Hello and Help! Trying to install Outlook 2003 from disc, receiving error message 1402, registry access not verified. Tried everything, need assistance. Thanks.:4-dontkno


----------



## 2xg (Aug 5, 2009)

*Re: Outlook 2003 error message 1402*

Welcome!

This article looks like it may address your issue:

http://support.microsoft.com/kb/838687
You receive an error message when you install an Office program or open an
Office program or document


----------



## Mrs AZ (Sep 7, 2009)

*Re: Outlook 2003 error message 1402*

Hello Grumpy!

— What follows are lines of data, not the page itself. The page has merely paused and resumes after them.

PR #606, opened 2025-01-24
GP8L robot support package

EricMarcil:
Add the support package for the Yaskawa GP8L robot


motoman_gp8l_support/config/opw_parameters_gp8l.yaml
gavanderhoorn, line 1: Have these values been verified?

EricMarcil: No, there are based on the definition from [opw_kinematics_tutorial.rst](https://github.com/moveit/moveit_tutorials/blob/master/doc/opw_kinematics/opw_kinematics_tutorial.rst)
But untested. We could remove if you prefer.

gavanderhoorn: Adding OPW parameters is a good thing, but we should make sure the values are correct.

gavanderhoorn: Clarified their status in b91d6897f65bb37575c6187925328c29bc0527e3

cjue:
The OPW config matches the URDF, I could use it with MoveIt to move the robot.

gavanderhoorn:
> The OPW config matches the URDF, I could use it with MoveIt to move the robot.

I've effectively 'removed' b91d6897f65bb37575c6187925328c29bc0527e3 again.

Thanks for the confirmation @cjue.

gavanderhoorn (approved):
Waiting on CI, but approving already.

gavanderhoorn:
Thanks @EricMarcil :+1:

PR #607, opened 2025-01-28
GP165R robot support package

EricMarcil:
Add the support package for the Yaskawa GP165R robot


motoman_gp165r_support/package.xml
```diff
@@ -0,0 +1,56 @@
...
+    <p>ROS-Industrial support for the Motoman GP165R (and variants).</p>
+    <p>
+      This package contains configuration data, 3D models and launch files
+      for Motoman GP165R series of manipulators.
+    </p>
+    <p>
+      <b>Specifications</b>
+    </p>
+    <ul>
+      <li>GP165R - Default</li>
```
gavanderhoorn: From *Table 5-1: Basic Specifications (YR-1-06VR165-A00)* in *186044-1CD*, it seems this support package models the *Not-equipped* version of the 165R:

image

There doesn't appear to be a *Default* version of that robot.

```suggestion
      <li>GP165R - Not equipped</li>
```

If that's not correct, we should at least mention which column *Table 5-1* was used for the joint limits.

gavanderhoorn (changes requested):

gavanderhoorn:
Other comment: this model appears to have a balancer unit. As we're not modelling the actual motion of that, I would suggest removing the piston.

When the arm rotates back, the piston starts intersecting with the arm. This can make motion planners consider that a collision -- unless it has been disabled on purpose.

Just removing the piston would avoid that completely I believe.

motoman_gp165r_support/package.xml
EricMarcil: @gavanderhoorn That a good point. Maybe I can add gp165r-equiped.xacro and indicate that people can swap it out if they have the equiped version.

gavanderhoorn: Hm. We could add another file. It's another variant, just like the HC10 and HC20 variants essentially.

Might be the most user-friendly thing to do. Otherwise users would have to change these limits themselves.

EricMarcil:
> Other comment: this model appears to have a balancer unit. As we're not modelling the actual motion of that, I would suggest removing the piston.
> 
> When the arm rotates back, the piston starts intersecting with the arm. This can make motion planners consider that a collision -- unless it has been disabled on purpose.
> 
> Just removing the piston would avoid that completely I believe.

@gavanderhoorn I looked at removing just the piston, it doesn't change much, because we then use a convex hull on the model to create the collision model which will collide with the L-axis anyway.  

image

The orange outline is the model without the piston, so not much of a difference.

motoman_gp165r_support/package.xml
EricMarcil: Added a new commit adding information about the 'Equipped' version.  Added a gp165R_macro_equipped.xacro but did not doubled up all the launch and test files. Instead a put comments to switch the file reference in the gp165r.xacro.

gavanderhoorn:
Thanks for checking.

I agree about the convex hull, but not all planning tools use it.

Having the 'detailed' mesh also not intersecting with the arm covers all cases and doesn't really reduce visual fidelity.

EricMarcil:
@gavanderhoorn I've updated the link_1_s and removed the piston as per your request.

motoman_gp165r_support/package.xml
gavanderhoorn: I've gone ahead and made the *equipped* version a proper variant.

That led to some duplication of files, but I believe that's better UX than users having to edit files (which would be impossible if/when we actually release these packages through the buildfarm).

motoman_gp165r_support/urdf/readme.txt
```diff
@@ -0,0 +1,8 @@
+This model comes in two versions 'Not-equipped' and 'Equipped'. The 
+equipped version has reduced motion range to account for restrictions
+from extra hardware and cables routed outside of the robot.
+
+Also note that the 'Equipped' version has a reduce payload of 150 kg
+and lower allowable moment and inertia for the wrist joints. Please
```
gavanderhoorn:
```suggestion
and lower allowable moment of inertia for the wrist joints. Please 
```

gavanderhoorn (approved):
Waiting for green CI, but approving already.

gavanderhoorn:
Thanks @EricMarcil :+1:

EricMarcil:
@gavanderhoorn Thanks for all the recent reviews and merge!

PR #608, opened 2025-01-30
Add GP25-12 model to motoman_gp25_support

EricMarcil:
Added the Yaskawa Motoman GP25-12 robot model to the motoman_gp25_support as a variant. Updated the GP25 model and made small corrections.


gavanderhoorn:
@EricMarcil: I've added a couple of commits fixing some minor issues.

> Updated the GP25 model and made small corrections.

could you please use multiple commits when changing properties of other models in a PR?

That way we can keep things logically separated and make it easier to review (and revert, if necessary).

motoman_gp25_support/config/opw_parameters_gp25.yaml
gavanderhoorn, line 1: Have these values been verified?

(same for the other OPW `.yaml` below)

motoman_gp25_support/launch/test_gp25_12.launch
```diff
@@ -0,0 +1,9 @@
+<?xml version="1.0" ?>
+<launch>
+  <include file="$(find motoman_gp25_support)/launch/load_gp25_12.launch" />
+  <node name="joint_state_publisher_gui" pkg="joint_state_publisher_gui" type="joint_state_publisher_gui" >
+    <param name="use_gui" value="true" />
+  </node>
```
gavanderhoorn:
```suggestion
  <node name="joint_state_publisher_gui" pkg="joint_state_publisher_gui" type="joint_state_publisher_gui"/>
```

`use_gui` is no longer needed.

motoman_gp25_support/config/opw_parameters_gp25.yaml
EricMarcil: No, there are based on the definition from [opw_kinematics_tutorial.rst](https://github.com/moveit/moveit_tutorials/blob/master/doc/opw_kinematics/opw_kinematics_tutorial.rst)
But untested. We could remove if you prefer.

gavanderhoorn: Adding OPW parameters is a good thing, but we should make sure the values are correct.

gavanderhoorn: Clarified status in fd61175bcec832b2117f7554c48426902a55d64f

gavanderhoorn:
@EricMarcil: please avoid adding merges with `kinetic-devel`. I know Github makes it seem things are 'out of sync', but that doesn't block this PR from getting merged.

Adding these merge commits will only make history more complex, by adding all sorts of additional merge relationships between `kinetic-devel` and this PR's branch.

I'll see if I can remove that commit. If not, I'll ask you to do it.

---

Edit: as expected I can't force-push to your branch.

Could you check you have no local changes staged/uncommitted and run the following in a terminal:

```shell
git checkout GP25-12
git reset --hard HEAD~1

# 4c17f11 should have 'disappeared' here

git push origin GP25-12 --force-with-lease
```

this should update the PR and remove the unnecessary merge commit.

Please also do this for #604, #606 and #607 (make sure to use the appropriate branch names for those PRs of course).

EricMarcil:
@gavanderhoorn : Done for this branch. Did it have the result you wanted?
I was trying to make sure that my local branch had the commits that you had added, and the web interface was showing differences with a Sync button that I used.

gavanderhoorn:
Yep, perfect. Thanks.

EricMarcil:
Ok, https://github.com/ros-industrial/motoman/pull/604, https://github.com/ros-industrial/motoman/pull/606 and https://github.com/ros-industrial/motoman/pull/607 should be done now.

gavanderhoorn (approved):

gavanderhoorn:
Thanks @EricMarcil :+1:

PR #628, opened 2025-03-20
driver: Fixes `JointTrajPtFullEx::init` method

briancairl:
`setMultiJointTrajPointData(...)` was being passed the class member, not the argument, so this call had no effect when adding traj points.

Workaround is to just call `setMultiJointTrajPointData(...)` outside of `init(...)`


gavanderhoorn (approved):
Can't test this with real hw right now, but this seems like it would be the correct change to make.

gavanderhoorn:
Thanks for the PR @briancairl :+1:

briancairl:
@gavanderhoorn np. Fwiw, tested on my local setup 😊

PR #631, opened 2025-04-01
add opw config for GP180

cjue:


gavanderhoorn:
Can you confirm you've tested this with real hw / moveit?

cjue:
> Can you confirm you've tested this with real hw / moveit?

Yes, this config has been tested with Moveit and real hw.

cjue:
it's also identical to the one for the GP180_120 except for c3.

gavanderhoorn:
> it's also identical to the one for the GP180_120 except for c2.

I assume you mean `c3`?

but thanks for confirming.

gavanderhoorn (approved):

gavanderhoorn:
Thanks @cjue :+1:

cjue:
> > it's also identical to the one for the GP180_120 except for c2.
> 
> I assume you mean `c3`?
> 
> but thanks for confirming.

yes, that's  an unfortunate typo.

PR #632, opened 2025-04-15
Store MoveIt configurations in sub directory

gavanderhoorn:
They're essentially unmaintained, but we don't need to delete them.

Catkin will still be able to find them.

No functional changes.


gavanderhoorn:
Note: this is the first PR going into `noetic-devel`.

cjue:
Looks good :+1:

marip8 (approved):
Looks good to me

PR #633, opened 2025-04-15
Remove `.urdf`s from packages (`.xacro`s should be used instead)

gavanderhoorn:
We're not keeping these `.urdf`s up-to-date, so changes to the `.xacro` might not reach users of these `.urdf`s.

Converting `.xacro` to `.urdf` is relatively trivial, and if really needed, can be done on request.

Note: this branches from `move_moveit_pkgs`, so includes those commits. Ignore those.

The main commit in this PR is 11a1c30040a48e9f3daf933303d2e3c64b9da6b7 (diff [here](https://github.com/ros-industrial/motoman/pull/633/commits/11a1c30040a48e9f3daf933303d2e3c64b9da6b7)).

I'll rebase after #632 is merged.


cjue:
good idea :+1:

marip8 (approved):
Looks good to me

PR #634, opened 2025-04-15
ci: switch to 24.04 runner

gavanderhoorn:
As per title.

The `20.04` runner is being deprecated, following the EOL of Focal.


marip8 (approved):
You could also update this to `ubuntu-latest` since ICI runs in a docker image. Then we may not need to update this again for a while

gavanderhoorn:
That's a good point.

I don't like tracking moving targets, but I did bump to `24.04`.

gavanderhoorn:
Thanks @marip8 :+1:

PR #635, opened 2025-04-19
Updates to buildscripts and package manifests

gavanderhoorn:
Quite a few changes here (but nothing functional):

- updates to maintainers in all packages
- added missing dependencies
- clarified licenses in all packages (changed to SPDX identifiers)
- synced version nrs everywhere

and in general made `catkin_lint` much happier (although some things had to be ignored as it is sometimes a bit opinionated), so much so we can now actually add it as a job to the CI config.


gavanderhoorn:
@EricMarcil: could you check you'd be OK with the updated maintainer entry I used? Instead of your work email, I've changed it all to `techsupport@`. Noticed you started using that in recent support packages, so thought I'd use that everywhere.

EricMarcil (approved):
Yes, it is better to make reference to techsupport e-mail as my e-mail could eventually be no longer be valid in the eventuality that I leave Yaskawa.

You are a genius, I followed your suggestion, and now problem solved! Thank you so much for helping me!
Mrs. AZ:wave:


----------



## 2xg (Aug 5, 2009)

*Re: Outlook 2003 error message 1402*

You are so welcome, I'm not a genius.....but thanks.....maybe just luck ha...ha....that made my day. Can you pls. mark this thread SOLVED? Glad to helped you Mrs AZ.


----------



## Mrs AZ (Sep 7, 2009)

*Re: Outlook 2003 error message 1402*

How do I mark a message solved? I would like to do this because you were so helpful to me but I am very new to this forum. Mrs. AZ


----------



## Glaswegian (Sep 16, 2005)

*Re: Outlook 2003 error message 1402*

Hi

In the bar just above your first post, to the right, you will see some menu items. Click on Thread Tools and look for the black check mark. Click that and the thread will be marked as resolved.


----------